Patiënten die gewoonlijk alcohol en/of drugs misbruiken, wanneer ze worden behandeld met benzodiazepinen, moeten onder strikt medisch toezicht worden gehouden, vanwege de aanleg van deze personen voor verslaving en afhankelijkheid. Gevallen van hypomanie en manie zijn gemeld in verband met het gebruik van alprazolam bij patiënten met een depressie.
Interacties Welke medicijnen of voedingsmiddelen kunnen het effect van Alprazolam ABC veranderen?
Vertel het uw arts of apotheker als u onlangs andere geneesmiddelen heeft gebruikt, ook zonder voorschrift.
Om dezelfde reden moeten patiënten worden gewaarschuwd voor de gevaren die gepaard gaan met de gelijktijdige inname van alcohol of andere drugs met een CZS-onderdrukkende werking.
Gelijktijdige inname met alcohol moet worden vermeden. Het sederende effect kan worden versterkt wanneer het geneesmiddel wordt ingenomen in combinatie met alcohol. Dit heeft een nadelige invloed op de rijvaardigheid of het vermogen om machines te bedienen. Bijzondere aandacht, vooral bij oudere patiënten, moet worden gebruikt met ademhalingsonderdrukkers geneesmiddelen zoals opioïden (analgetica, hoestonderdrukkers, vervangende behandelingen). Alprazolam moet met voorzichtigheid worden gebruikt in combinatie met andere CZS-depressiva.
Associatie met CZS-depressiva: het centrale depressieve effect kan versterkt worden bij gelijktijdig gebruik met antipsychotica (neuroleptica), hypnotica, anxiolytica/sedativa, antidepressiva, narcotische analgetica, anti-epileptica, anesthetica en antihistaminica-H1-sedativa.
In het geval van narcotische analgetica kan een toename van euforie optreden, wat leidt tot een toename van psychische afhankelijkheid.
Farmacokinetische interacties kunnen optreden wanneer alprazolam gelijktijdig wordt toegediend met geneesmiddelen die het metabolisme ervan verstoren.
Moleculen die bepaalde leverenzymen remmen (vooral cytochroom P 45003A4) kunnen de plasmaconcentratie van alprazolam verhogen en de activiteit ervan versterken.
Azool-antischimmelmiddelen - ketoconazol en itraconazol zijn krachtige remmers van CYP3A en in vivo is aangetoond dat ze de alprazolamconcentraties respectievelijk 3,98-voudig en 2,70-voudig verhogen.
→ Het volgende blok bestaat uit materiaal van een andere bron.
PR #494, opened 2023-09-28
Attempt: fix holoviews - xarray bug

lang-m:
- Test with Python 3.8 and 3.10
- Fix holoviews vectorplot bug; this was actually a problem with xarray and numpy ufuncs when computing the inplane-angle using `np.arctan2`
- Hide FutureWarning and UserWarning from HoloViews

### DIFF
--- a/.github/environment.yml
+++ b/.github/environment.yml
@@ -4,7 +4,6 @@ channels:
   - conda-forge
 
 dependencies:
-  - python==3.8
   - pip
   - oommf
   - pip:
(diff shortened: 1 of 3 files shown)


lang-m:
@samjrholt I have disabled pre-commits for discretisedfield. I hope that maybe when we re-activate it later (after merging) the wrong error might disappear.

samjrholt (approved):
This looks good to me. Thank you for linking to the appropriate place in holoviews.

Gelijktijdige toediening van alprazolam met deze twee geneesmiddelen wordt niet aanbevolen. Andere antischimmelmiddelen van het azol-type moeten worden beschouwd als krachtige remmers van CYP3A en gelijktijdige toediening ervan met alprazolam wordt niet aanbevolen.
Gelijktijdige toediening van alprazolam met krachtige CYP3A4-remmers zoals azol-antischimmelmiddelen (ketoconazol, itraconazol, posaconazol, voriconazol), proteaseremmers of bepaalde macroliden (erytromycine, claritromycine, telitromycine) moet met voorzichtigheid worden overwogen.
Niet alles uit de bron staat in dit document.